FET = Fisher exact test. *: statistically significant (a p-value less than 0.05).
Figure 1. Relation between mother gene mutation and Doppler findings. % of cases having the mutation is plotted on the vertical axis and the genotype (homozygous or heterozygous) is plotted on the horizontal axis.
In recent years, a relationship between the thrombophilia factor and low fertility in women has been suggested. Several genes involved in the regulation of the endometrial receptivity were discovered [12] [13]. Mutations (homozygous and heterozygous) in the MTHFR (C677T and A 1298C) gene decrease the MTHFR enzyme activity and stability impairing folic acid metabolism and causing hyper-homocysteinaemia which results in increased coagulation tendency. This mechanism could lead to thrombosis of maternal vessels impairing the perfusion of the endometrium and impairing implantation [14] [15].

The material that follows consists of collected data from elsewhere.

PR #3493, opened 2026-02-09
Strip body and Content-Length from 204/304 responses (RFC 9112)

### LINKED ISSUE #3413: 204/304 responses should not send body or Content-Length (RFC 9112 compliance)
Currently, Gunicorn forwards 204 and 304 responses even when the app includes a non-zero `Content-Length` or a body.

According to RFC 9112 , these responses must not include a message body, and `Content-Length` must be absent or zero. 

### Expected behavior
For 1xx, 204, 304 responses (and HEAD requests):
- Any response body should be ignored or dropped.
- `Content-Length` should be removed.

### Actual behavior
Gunicorn sends the body and headers as provided by the WSGI app, even when they violate the spec.

daniel7an:
## Summary

Per RFC 9112 Section 6.3, responses with status codes 204 and 304 must not contain a message body, and `Content-Length` should be absent.

Currently, Gunicorn forwards 204/304 responses as-is from the WSGI app, including any body and `Content-Length` header. This can cause issues with downstream proxies (e.g., AWS ALB returning 502).

## Changes

- **`gunicorn/http/wsgi.py`**: Strip `Content-Length` header during `process_headers()` for 204/304 responses. Silently discard body data in `write()` for these status codes.
- **`tests/test_http.py`**: Added tests for 204, 304 (Content-Length stripped, body discarded) and 200 (normal behavior preserved).

## Behavior

| Status | Before | After |
|--------|--------|-------|
| 204 | Body + Content-Length sent as-is | Body discarded, Content-Length stripped |
| 304 | Body + Content-Length sent as-is | Body discarded, Content-Length stripped |
| 200 | Normal | Normal (unchanged) |

Other frameworks (Flask, FastAPI, Express, Spring) already enforce this behavior.

Fixes #3413

### DIFF
--- a/gunicorn/http/wsgi.py
+++ b/gunicorn/http/wsgi.py
@@ -330,6 +330,10 @@ class Response:
             value = value.strip(" \t")
             lname = name.lower()
             if lname == "content-length":
+                # RFC 9112 6.3: 1xx, 204, and 304 responses must not
+                # contain a message body, so Content-Length is stripped.
+                if self.status_code in (204, 304):
+                    continue
                 self.response_length = int(value)
             elif util.is_hoppish(name):
                 if lname == "connection":
@@ -395,6 +399,12 @@ class Response:
         self.send_headers()
         if not isinstance(arg, bytes):
             raise TypeError('%r is not a byte' % arg)
+
+        # RFC 9112 6.3: 204 and 304 responses must not contain
+        # a message body. Silently discard any body data.
+        if self.status_code in (204, 304):
+            return
+
         arglen = len(arg)
         tosend = arglen
         if self.response_length is not None:
--- a/tests/test_http.py
+++ b/tests/test_http.py
@@ -126,6 +126,69 @@ def test_http_invalid_response_header():
         response.start_response("200 OK", [('foo\r\n', 'essai')])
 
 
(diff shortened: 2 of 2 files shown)


benoitc:
either we strip or we raise an issue. But we shouldn't do it transparently. That will let the app continue to send a body without beeing fixed. 

I suggest that on 304/204 and similar we have such behaviour:

1. gunicron should assume no content length is given
2. if content lenght is given , raise an exception
3. if no content lenght or chunked encoding given but we still get a body raise an exception

optionally,  but this would have to be configured, we should catch the exception, log a warning, and ignore. But this will have to be configured. 

Thoughts?

pajod:
> if content lenght is given , raise an exception

With 204 status only.
A server MAY send a Content-Length header field in a 304 (Not Modified) response to a conditional GET request.

> if no content lenght or chunked encoding given but we still get a body raise an exception

With both 204 and 304 status raise on body.

I wonder if there might be any 0/NULL edge cases (write/yield empty bytestring) here? If not, order that check *before* `send_headers()`.

benoitc:
@daniel7an any reasonyou closed the PR? Would be nice to say why.

benoitc:
bump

Accordingly, researchers were eager to investigate the presence of the MTHFR C677T mutation in infertile women and in women with failed implantation; however, the results are controversial. Some authors failed to identify inherited thrombophilia, including the MTHFR C677T mutation, as a risk factor for infertility, [16] [17] while others reported conflicting findings, particularly in women with implantation failure [18].

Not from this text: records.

PR #3502, opened 2026-02-12
docs: fix Markdown formatting in /configure

Juneezee:
Fixes https://github.com/benoitc/gunicorn/issues/3498.

Before:

before

After:

after


benoitc:
thanks!

PR #3504, opened 2026-02-12
feat(dirty): add TTIN/TTOU signal support for dynamic worker scaling

### LINKED ISSUE #3489: h2c support
Bring H2C support to HTTP2 support.

### Discussed in https://github.com/benoitc/gunicorn/discussions/3477

<div type='discussions-op-text'>

<sup>Originally posted by **timkofu** February  2, 2026</sup>
### Type

Feature Request

### Description

>HTTP/2 cleartext (h2c) is not supported due to security concerns and lack of browser support.

PaaS like [fly.io](https://community.fly.io/t/http-2-from-fly-proxy-to-an-app-is-now-supported-with-http-handler/16344) and [cloudrun](https://docs.cloud.google.com/run/docs/configuring/http2) support h2c, so we can have http2 features and the capabilities they unlock in our apps (without terminating TLS ourselves) and keep the advantages of their proxies.

### Steps to Reproduce (for bugs)

_No response_

### Configuration

_No response_

### Logs / Error Output

_No response_

### Gunicorn Version

gunicorn (version 25.0.0)

### Python Version

Python 3.14.2

### Worker Class

gthread

### Operating System

Linux

### Additional Context

_No response_

### Checklist

- [X] I have searched existing discussions and issues for duplicates
- [X] I have checked the documentation and FAQ</div>

benoitc:
## Summary

- Add SIGTTIN/SIGTTOU signal support to dirty arbiters for dynamic worker scaling
- Allows scaling dirty workers up/down at runtime without restarting gunicorn
- Respects minimum worker constraints from app configurations

## Changes

- Add `num_workers` instance variable for dynamic count
- Add `_get_minimum_workers()` to calculate minimum required workers from app specs
- Add signal handlers for TTIN (increase) and TTOU (decrease)
- Update `manage_workers()` to use dynamic count instead of config
- Add documentation for dynamic scaling in dirty.md
- Add unit tests (17 tests)
- Add Docker integration tests

## Usage

```bash
# Find the dirty arbiter process
ps aux | grep dirty-arbiter

# Increase workers
kill -TTIN <dirty-arbiter-pid>

# Decrease workers
kill -TTOU <dirty-arbiter-pid>
```

## Minimum Worker Constraint

The dirty arbiter will not decrease below the minimum workers required by app configurations. For example, if an app has `workers = 3`, you cannot scale below 3 dirty workers.

```
WARNING: SIGTTOU: Cannot decrease below 3 workers (required by app specs)
```

Closes #3489

### DIFF
--- a/tests/docker/dirty_ttin_ttou/gunicorn_conf.py
+++ b/tests/docker/dirty_ttin_ttou/gunicorn_conf.py
@@ -1,0 +1,23 @@
+#
+# This file is part of gunicorn released under the MIT license.
+# See the NOTICE for more information.
+
+"""Gunicorn configuration for TTIN/TTOU testing."""
+
+bind = "0.0.0.0:8000"
+workers = 2
+worker_class = "gthread"
+threads = 2
+
+# Dirty arbiter config
+dirty_apps = [
+    "app:UnlimitedTask",
+    "app:LimitedTask",  # Has workers=2 attribute
+]
+dirty_workers = 3
+dirty_timeout = 30
+
+# Logging
+loglevel = "debug"
+accesslog = "-"
+errorlog = "-"
--- a/README.md
+++ b/README.md
@@ -34,9 +34,9 @@ gunicorn myapp:app --worker-class asgi
 ## Features
 
 - WSGI support for Django, Flask, Pyramid, and any WSGI framework
-- **ASGI support** (beta) for FastAPI, Starlette, Quart
+- **ASGI support** for FastAPI, Starlette, Quart
 - **HTTP/2 support** (beta) with multiplexed streams
-- **Dirty Arbiters** for heavy workloads (ML models, long-running tasks)
+- **Dirty Arbiters** (beta) for heavy workloads (ML models, long-running tasks)
 - uWSGI binary protocol for nginx integration
 - Multiple worker types: sync, gthread, gevent, eventlet, asgi
 - Graceful worker process management
--- a/docs/content/2026-news.md
+++ b/docs/content/2026-news.md
@@ -18,6 +18,12 @@
   - Supports all Python types: str, bytes, int, float, bool, None, list, dict
   - Better performance for large payloads
 
+- **Dirty TTIN/TTOU Signals**: Add dynamic worker scaling for dirty arbiters
+  ([PR #3504](https://github.com/benoitc/gunicorn/pull/3504))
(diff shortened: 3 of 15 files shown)


tests/docker/dirty_ttin_ttou/gunicorn_conf.py
```diff
@@ -0,0 +1,23 @@
+#
+# This file is part of gunicorn released under the MIT license.
+# See the NOTICE for more information.
+
+"""Gunicorn configuration for TTIN/TTOU testing."""
+
+bind = "0.0.0.0:8000"
```
jayaddison, line 7: @benoitc this is nitpicky, but I wonder whether this could/should be overridden by adding `GUNICORN_BIND` in the [`dirty_ttin_ttou/docker-compose.yml`](https://github.com/benoitc/gunicorn/pull/3504/changes#diff-0f5f4fd2133b74bd1315050e2fc7148724ff7665de6641b4abfeca8a4f337c15) file instead?

(my thinking is that sysops/devops people are more likely to read that file early in the deployment/audit process -- and more likely when/during inspecting other compose files -- while individual conf files may take more time to discover or remember about -- and so, I'm thinking that the compose file might be a preferable location so that the network/port config is easier to learn about and compare)

jayaddison: Self-quoting:
> @benoitc this is nitpicky, but I wonder whether this could/should be overridden by adding `GUNICORN_BIND` in the [dirty_ttin_ttou/docker-compose.yml](https://github.com/benoitc/gunicorn/pull/3504/changes#diff-0f5f4fd2133b74bd1315050e2fc7148724ff7665de6641b4abfeca8a4f337c15) file instead?

In retrospec: no: for the Docker test case configurations (e.g. `tests/docker/*/gunicorn_conf.py`), I think it's somewhat reasonable for the server code to bind to `0.0.0.0` by default.

_Perhaps_ if each container had a single IP+port for publishing on, then we could bind solely to that in each configuration (either statically or dynamically) -- but I'm not aware of an easy way to specify-and-or-retrieve that for Docker containers externally, other than hardcoding values for each container in the `docker-compose.yml` files, and that'd be a maintenance annoyance.

So: I'll close this as resolved.

A similar question _might_ apply to whether all of the example code within the `examples` directory should consistently inspect `GUNICORN_BIND`, but that's a separate question.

In a study done by Ge J and others, recurrent early miscarriage was higher among patients with either inherited or acquired thrombophilia defects [19]. These results were explained by possible reduction in the perfusion of the intervillous space leading to placentation failure which could be due to thrombosis of maternal vessels.
In a meta-analysis including different ethnic subgroups, the association between MTHFR polymorphisms and unexplained early pregnancy loss (URPL) was examined. Researchers found a significant association between MTHFR C677T mutation and URPL only in the East Asian subgroup [20].

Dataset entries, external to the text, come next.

PR #3521, opened 2026-02-20
fix(http): decrement LengthReader.length by actual bytes read, not requested size

bysiber:
`LengthReader.read()` decrements `self.length` by the requested `size` rather than the actual number of bytes returned:

```python
ret, rest = buf[:size], buf[size:]
self.unreader.unread(rest)
self.length -= size    # should be len(ret)
return ret
```

When the underlying reader returns fewer bytes than requested (slow client, premature connection close), `ret` is shorter than `size`, but `self.length` is still reduced by the full amount. This causes `self.length` to undercount the remaining bytes in the request body.

On keepalive connections (gthread and async workers), this can cause `parser.finish_body()` to stop draining the body too early, leaving unconsumed bytes on the socket that bleed into the next HTTP request's parsing.

### DIFF
--- a/gunicorn/http/body.py
+++ b/gunicorn/http/body.py
@@ -138,7 +138,7 @@ class LengthReader:
         buf = buf.getvalue()
         ret, rest = buf[:size], buf[size:]
         self.unreader.unread(rest)
-        self.length -= size
+        self.length -= len(ret)
         return ret
 
 


benoitc:
Hrm  this doesn't make sense. The only way len(ret) < size is when unreader.read() returns empty, which happens when the connection is closed. How can I reproduce?

bysiber:
You're right that in the normal path `unreader.read()` returns the full slice. The scenario I had in mind was when the underlying socket returns short reads due to TCP framing, but looking at it again — `unreader.chunk()` is the layer that does the actual `recv()`, and `read()` slices from the buffered chunk, so `buf[:size]` might indeed always have `len(ret) == size` when there are enough bytes available.

The only way `len(ret) < size` is if the chunk is shorter than requested, and that should only happen close to EOF. In that case the discrepancy between `size` and `len(ret)` makes `self.length` go negative faster, but `read()` already guards on `self.length <= 0` so it just terminates the body read early, which is the correct behavior for a truncated request anyway.

So you're right, the practical impact is limited to already-corrupted connections. If you'd rather close this as wontfix I'm fine with that.

benoitc:
Ok thanks for the feedback. I am closing it at won't fix then.

PR #3522, opened 2026-02-20
fix: prevent UnboundLocalError in sd_notify when socket creation fails

bysiber:
If `socket.socket()` raises an exception in `sd_notify()` (e.g., resource exhaustion, permission denied), the `sock` variable is never assigned. The `finally` block unconditionally calls `sock.close()`, which raises `UnboundLocalError` — masking the original exception and potentially crashing the arbiter during startup or shutdown.

This initializes `sock = None` before the try block and guards the close call.


benoitc:
Merged. Thanks!

PR #3523, opened 2026-02-20
fix: ensure pidfile fd is closed on rename failure

bysiber:
In `Pidfile.create()`, if `os.rename()` fails (cross-device, permissions, etc.), the file descriptor from `tempfile.mkstemp()` is never closed — `os.close(fd)` is placed after the rename without any try/finally protection.

On repeated failures during reload cycles, this accumulates leaked file descriptors. Wrapping the write+rename in try/finally ensures the fd is always closed.


benoitc:
Merged. Thanks!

Results from other studies were completely different, some researchers demonstrated that the alleles of MTHFR C677T and A1298C were not associated with implantation failure and recurrent miscarriage. The same results were reported by Holmes et al.
Another study included 19 singleton pregnancies with abnormal blood flow in the uterine arteries during the first trimester of gestation compared to 24 matched control with normal flow patterns. All patients were genotyped for sequence variations in different thrombophilic genes including MTHFR. No differences were found between groups in any of these genes. Researchers also reported that the co-occurrence of several polymorphisms in the same patient was also not related to the blood flow patterns in the uterine arteries.
All these studies investigated MTHFR C677T mutation in cases of either failed implantation or recurrent early pregnancy loss due to poor uterine perfusion but studies including infertile cases concentrated only on presence or absence of normal uterine blood flow assessed by Doppler ultrasonography without investigating the possible cause of abnormal uterine artery Doppler. Considering unexplained infertility a result of failed implantation in a couple having no definite cause of failed conception, we could compare our results to studies investigating failed implantation and early pregnancy loss. Accordingly, their results could partially match with our results as we found only one case with positive mutation in the group with normal uterine artery Doppler which was statistically insignificant, but we found a significant difference in the group with abnormal uterine artery Doppler.
5. Conclusion
MTHFR C677T gene mutation may play a vital role in unexplained infertility.
Recommendation
Investigating thrombophilia may be an additional evaluation beside other host evaluations in patients with unexplained infertility.
Limitations of the Study
The result of our study is limited because of the case-control nature of the study and large prospective investigations are warranted to confirm this association before embarking in screening or intervention studies.
Acknowledgements
Special thanks to doctor Mohamed El Sayed for his co-operation in statistics, and to nursing staff of the infertility clinic of El-Shatby Hospital for their co-operation.
Ethical Approval
By the Ethical Committee of Alexandria Faculty of Medicine (Approval Number: 2018-117990).